— Brief —
The response must contain each line of the material that holds "https".

— Records to use —
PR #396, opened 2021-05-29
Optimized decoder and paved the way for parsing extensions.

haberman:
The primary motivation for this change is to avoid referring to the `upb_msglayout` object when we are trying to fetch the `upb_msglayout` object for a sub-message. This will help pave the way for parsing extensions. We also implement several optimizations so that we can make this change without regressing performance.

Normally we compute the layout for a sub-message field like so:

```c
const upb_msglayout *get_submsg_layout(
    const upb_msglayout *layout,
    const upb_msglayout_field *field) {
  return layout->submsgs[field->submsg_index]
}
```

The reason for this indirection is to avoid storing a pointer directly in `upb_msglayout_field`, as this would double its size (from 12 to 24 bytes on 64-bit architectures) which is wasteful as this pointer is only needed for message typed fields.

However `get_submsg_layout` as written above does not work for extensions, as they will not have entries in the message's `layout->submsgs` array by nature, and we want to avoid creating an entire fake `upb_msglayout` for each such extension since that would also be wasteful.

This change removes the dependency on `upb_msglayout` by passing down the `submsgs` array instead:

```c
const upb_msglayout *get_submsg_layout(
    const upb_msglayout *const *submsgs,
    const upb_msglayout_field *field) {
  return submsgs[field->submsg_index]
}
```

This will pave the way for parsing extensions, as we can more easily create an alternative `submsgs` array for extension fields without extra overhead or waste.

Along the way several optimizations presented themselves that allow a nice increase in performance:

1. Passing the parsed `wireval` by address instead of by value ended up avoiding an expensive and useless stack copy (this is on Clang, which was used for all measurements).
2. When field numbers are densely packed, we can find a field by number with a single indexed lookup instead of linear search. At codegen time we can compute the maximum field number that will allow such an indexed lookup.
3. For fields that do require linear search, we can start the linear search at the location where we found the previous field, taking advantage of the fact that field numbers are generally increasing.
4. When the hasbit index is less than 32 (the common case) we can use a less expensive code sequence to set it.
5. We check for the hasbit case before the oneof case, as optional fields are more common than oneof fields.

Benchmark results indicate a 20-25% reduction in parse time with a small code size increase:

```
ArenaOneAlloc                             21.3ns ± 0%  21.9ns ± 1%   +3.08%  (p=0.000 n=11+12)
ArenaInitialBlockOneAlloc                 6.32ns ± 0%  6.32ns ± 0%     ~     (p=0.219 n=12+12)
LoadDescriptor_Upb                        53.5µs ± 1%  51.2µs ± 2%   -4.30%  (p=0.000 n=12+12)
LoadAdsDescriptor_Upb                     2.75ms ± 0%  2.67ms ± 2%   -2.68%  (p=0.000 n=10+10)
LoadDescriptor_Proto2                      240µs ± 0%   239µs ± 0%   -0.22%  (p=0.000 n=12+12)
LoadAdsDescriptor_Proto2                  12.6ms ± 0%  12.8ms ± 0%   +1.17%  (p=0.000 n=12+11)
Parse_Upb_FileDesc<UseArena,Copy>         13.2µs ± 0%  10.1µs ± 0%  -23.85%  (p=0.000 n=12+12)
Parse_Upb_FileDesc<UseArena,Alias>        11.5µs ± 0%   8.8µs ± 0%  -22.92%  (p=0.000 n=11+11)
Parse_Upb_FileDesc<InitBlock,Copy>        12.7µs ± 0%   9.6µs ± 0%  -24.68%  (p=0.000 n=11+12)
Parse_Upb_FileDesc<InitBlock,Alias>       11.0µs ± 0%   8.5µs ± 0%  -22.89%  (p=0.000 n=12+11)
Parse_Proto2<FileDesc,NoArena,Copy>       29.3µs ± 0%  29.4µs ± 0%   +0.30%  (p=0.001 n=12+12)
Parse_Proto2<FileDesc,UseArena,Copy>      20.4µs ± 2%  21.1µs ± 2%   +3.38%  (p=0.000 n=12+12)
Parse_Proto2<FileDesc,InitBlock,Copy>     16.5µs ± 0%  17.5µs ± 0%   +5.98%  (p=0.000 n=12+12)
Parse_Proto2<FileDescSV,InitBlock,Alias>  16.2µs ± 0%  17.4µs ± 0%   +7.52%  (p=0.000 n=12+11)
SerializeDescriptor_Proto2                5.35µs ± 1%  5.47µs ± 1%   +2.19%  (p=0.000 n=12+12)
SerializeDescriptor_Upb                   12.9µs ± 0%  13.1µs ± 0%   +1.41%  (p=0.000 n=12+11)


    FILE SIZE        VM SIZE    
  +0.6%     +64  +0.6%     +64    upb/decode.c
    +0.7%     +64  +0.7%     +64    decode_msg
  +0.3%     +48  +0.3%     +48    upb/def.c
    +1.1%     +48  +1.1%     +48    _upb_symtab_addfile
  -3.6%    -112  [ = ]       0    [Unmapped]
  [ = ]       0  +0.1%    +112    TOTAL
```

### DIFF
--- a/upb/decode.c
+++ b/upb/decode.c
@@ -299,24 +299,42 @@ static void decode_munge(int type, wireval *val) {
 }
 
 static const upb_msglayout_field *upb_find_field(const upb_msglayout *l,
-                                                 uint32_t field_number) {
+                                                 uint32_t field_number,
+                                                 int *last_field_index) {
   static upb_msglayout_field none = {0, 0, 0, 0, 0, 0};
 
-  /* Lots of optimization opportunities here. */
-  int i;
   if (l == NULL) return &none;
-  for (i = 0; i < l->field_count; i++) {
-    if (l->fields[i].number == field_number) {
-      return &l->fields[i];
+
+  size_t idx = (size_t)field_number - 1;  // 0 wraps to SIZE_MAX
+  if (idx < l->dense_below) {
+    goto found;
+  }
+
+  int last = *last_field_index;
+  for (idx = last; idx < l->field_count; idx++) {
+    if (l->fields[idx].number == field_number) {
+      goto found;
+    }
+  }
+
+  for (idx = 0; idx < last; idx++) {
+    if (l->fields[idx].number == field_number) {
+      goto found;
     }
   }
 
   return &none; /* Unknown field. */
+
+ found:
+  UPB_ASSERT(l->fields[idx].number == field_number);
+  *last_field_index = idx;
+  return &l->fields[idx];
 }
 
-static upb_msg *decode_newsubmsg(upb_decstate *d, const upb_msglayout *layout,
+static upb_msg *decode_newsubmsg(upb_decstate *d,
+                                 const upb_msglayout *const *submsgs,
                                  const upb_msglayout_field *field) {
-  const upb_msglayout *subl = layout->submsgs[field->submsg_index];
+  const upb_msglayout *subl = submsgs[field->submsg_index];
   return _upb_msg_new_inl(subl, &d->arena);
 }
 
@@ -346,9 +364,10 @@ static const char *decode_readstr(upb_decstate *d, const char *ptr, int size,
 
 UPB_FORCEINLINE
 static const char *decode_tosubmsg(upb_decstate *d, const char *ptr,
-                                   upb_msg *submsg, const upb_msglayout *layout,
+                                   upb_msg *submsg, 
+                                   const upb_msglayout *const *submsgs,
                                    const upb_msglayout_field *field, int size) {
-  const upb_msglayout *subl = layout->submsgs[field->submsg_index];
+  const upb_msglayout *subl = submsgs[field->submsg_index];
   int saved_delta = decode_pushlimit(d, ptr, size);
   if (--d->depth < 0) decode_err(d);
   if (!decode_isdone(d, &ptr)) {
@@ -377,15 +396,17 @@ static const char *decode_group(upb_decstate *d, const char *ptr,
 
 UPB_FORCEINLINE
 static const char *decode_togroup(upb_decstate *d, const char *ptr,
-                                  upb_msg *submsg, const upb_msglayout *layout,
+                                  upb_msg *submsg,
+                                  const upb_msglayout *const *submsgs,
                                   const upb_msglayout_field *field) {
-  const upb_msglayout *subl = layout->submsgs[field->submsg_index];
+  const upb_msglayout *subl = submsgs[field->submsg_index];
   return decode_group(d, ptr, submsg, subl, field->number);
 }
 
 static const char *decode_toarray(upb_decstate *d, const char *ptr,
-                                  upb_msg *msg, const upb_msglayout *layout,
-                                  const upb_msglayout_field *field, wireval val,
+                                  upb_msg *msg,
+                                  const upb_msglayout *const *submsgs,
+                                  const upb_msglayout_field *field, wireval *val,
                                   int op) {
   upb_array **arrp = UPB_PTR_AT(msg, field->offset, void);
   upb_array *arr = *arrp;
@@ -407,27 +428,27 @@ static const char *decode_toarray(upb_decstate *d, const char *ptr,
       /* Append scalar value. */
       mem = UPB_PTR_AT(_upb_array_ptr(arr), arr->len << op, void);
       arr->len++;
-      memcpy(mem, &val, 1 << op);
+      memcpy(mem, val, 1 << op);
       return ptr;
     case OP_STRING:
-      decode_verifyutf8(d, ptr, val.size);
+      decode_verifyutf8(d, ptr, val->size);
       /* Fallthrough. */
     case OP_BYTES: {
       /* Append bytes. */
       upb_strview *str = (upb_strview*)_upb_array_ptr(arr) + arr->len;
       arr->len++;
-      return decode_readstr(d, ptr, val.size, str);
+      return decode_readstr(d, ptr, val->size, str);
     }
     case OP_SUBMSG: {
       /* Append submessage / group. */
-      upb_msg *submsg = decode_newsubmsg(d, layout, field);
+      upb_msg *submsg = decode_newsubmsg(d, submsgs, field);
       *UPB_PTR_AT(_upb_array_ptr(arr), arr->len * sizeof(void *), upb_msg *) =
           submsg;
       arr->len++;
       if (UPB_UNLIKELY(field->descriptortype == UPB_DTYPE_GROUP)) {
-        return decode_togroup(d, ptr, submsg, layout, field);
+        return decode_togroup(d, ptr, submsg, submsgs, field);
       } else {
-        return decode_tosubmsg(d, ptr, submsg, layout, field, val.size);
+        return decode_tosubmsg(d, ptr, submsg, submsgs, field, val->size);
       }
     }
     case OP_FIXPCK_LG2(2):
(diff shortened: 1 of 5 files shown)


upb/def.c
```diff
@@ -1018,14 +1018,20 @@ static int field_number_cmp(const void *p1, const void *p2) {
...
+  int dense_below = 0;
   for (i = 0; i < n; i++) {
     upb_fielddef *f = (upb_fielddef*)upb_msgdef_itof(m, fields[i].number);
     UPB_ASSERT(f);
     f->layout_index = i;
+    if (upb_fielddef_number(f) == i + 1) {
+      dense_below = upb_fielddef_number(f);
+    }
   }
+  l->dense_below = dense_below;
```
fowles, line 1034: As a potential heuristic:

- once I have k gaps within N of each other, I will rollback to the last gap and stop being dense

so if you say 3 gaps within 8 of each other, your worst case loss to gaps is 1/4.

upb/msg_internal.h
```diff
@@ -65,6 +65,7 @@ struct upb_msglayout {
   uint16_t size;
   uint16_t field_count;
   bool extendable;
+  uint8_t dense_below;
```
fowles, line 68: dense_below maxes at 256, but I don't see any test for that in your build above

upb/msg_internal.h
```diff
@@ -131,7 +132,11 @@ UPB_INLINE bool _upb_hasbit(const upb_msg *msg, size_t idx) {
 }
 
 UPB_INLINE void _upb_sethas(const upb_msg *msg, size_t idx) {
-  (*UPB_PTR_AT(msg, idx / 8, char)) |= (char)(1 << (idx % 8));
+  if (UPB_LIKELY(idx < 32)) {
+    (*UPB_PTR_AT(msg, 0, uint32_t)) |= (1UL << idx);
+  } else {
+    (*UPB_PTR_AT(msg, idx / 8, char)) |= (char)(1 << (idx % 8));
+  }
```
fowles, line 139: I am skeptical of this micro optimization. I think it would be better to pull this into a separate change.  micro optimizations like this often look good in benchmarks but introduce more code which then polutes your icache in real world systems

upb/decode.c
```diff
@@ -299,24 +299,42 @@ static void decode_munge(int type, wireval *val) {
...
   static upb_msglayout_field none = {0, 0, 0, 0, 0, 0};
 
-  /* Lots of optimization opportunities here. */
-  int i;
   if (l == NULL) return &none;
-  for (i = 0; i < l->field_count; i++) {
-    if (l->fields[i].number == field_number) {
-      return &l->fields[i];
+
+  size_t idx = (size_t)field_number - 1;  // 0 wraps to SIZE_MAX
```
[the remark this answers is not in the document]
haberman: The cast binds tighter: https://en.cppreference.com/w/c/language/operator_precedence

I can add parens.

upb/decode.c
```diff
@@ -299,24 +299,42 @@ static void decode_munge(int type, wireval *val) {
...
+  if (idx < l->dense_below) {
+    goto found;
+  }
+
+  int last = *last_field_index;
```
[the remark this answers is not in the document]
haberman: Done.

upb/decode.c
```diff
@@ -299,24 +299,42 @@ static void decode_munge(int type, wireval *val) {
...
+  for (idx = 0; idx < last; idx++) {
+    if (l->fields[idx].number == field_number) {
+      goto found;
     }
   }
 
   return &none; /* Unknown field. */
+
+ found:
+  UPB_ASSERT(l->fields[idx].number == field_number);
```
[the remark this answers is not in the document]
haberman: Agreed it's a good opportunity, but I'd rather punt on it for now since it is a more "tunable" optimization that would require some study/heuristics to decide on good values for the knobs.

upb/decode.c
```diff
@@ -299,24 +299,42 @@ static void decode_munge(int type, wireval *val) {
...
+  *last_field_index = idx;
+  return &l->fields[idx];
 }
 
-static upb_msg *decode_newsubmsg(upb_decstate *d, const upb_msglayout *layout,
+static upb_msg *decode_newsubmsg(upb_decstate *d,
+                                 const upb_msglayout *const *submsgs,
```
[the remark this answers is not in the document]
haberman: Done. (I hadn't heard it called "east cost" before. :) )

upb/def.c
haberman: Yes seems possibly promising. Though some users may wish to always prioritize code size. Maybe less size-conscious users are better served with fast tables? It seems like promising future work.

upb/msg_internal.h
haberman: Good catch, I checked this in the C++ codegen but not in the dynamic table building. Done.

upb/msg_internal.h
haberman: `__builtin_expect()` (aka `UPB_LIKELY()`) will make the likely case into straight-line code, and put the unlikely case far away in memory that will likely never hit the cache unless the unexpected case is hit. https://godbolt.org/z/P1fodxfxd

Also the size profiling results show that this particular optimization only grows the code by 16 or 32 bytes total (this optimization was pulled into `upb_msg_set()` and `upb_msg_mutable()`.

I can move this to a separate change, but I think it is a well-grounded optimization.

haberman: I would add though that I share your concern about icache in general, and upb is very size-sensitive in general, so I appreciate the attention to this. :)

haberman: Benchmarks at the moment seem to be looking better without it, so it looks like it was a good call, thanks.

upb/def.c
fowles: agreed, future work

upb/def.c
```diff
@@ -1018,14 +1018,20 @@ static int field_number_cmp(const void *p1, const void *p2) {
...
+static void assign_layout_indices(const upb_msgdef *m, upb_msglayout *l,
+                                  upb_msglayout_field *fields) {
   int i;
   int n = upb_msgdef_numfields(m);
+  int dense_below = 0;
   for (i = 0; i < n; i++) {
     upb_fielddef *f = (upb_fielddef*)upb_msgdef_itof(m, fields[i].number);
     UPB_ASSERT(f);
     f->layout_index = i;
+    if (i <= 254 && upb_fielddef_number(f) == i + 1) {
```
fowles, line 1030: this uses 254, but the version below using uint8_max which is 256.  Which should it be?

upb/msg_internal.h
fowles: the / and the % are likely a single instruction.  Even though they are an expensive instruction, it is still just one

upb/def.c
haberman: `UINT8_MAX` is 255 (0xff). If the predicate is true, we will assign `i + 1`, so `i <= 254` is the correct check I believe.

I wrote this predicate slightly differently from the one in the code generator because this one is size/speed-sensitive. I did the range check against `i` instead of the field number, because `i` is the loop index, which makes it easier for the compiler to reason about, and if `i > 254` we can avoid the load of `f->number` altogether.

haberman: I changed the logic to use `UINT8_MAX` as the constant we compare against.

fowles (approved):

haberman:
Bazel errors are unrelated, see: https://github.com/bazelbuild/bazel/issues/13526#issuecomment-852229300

— Solution to the problem —
haberman: The cast binds tighter: https://en.cppreference.com/w/c/language/operator_precedence
haberman: `__builtin_expect()` (aka `UPB_LIKELY()`) will make the likely case into straight-line code, and put the unlikely case far away in memory that will likely never hit the cache unless the unexpected case is hit. https://godbolt.org/z/P1fodxfxd
Bazel errors are unrelated, see: https://github.com/bazelbuild/bazel/issues/13526#issuecomment-852229300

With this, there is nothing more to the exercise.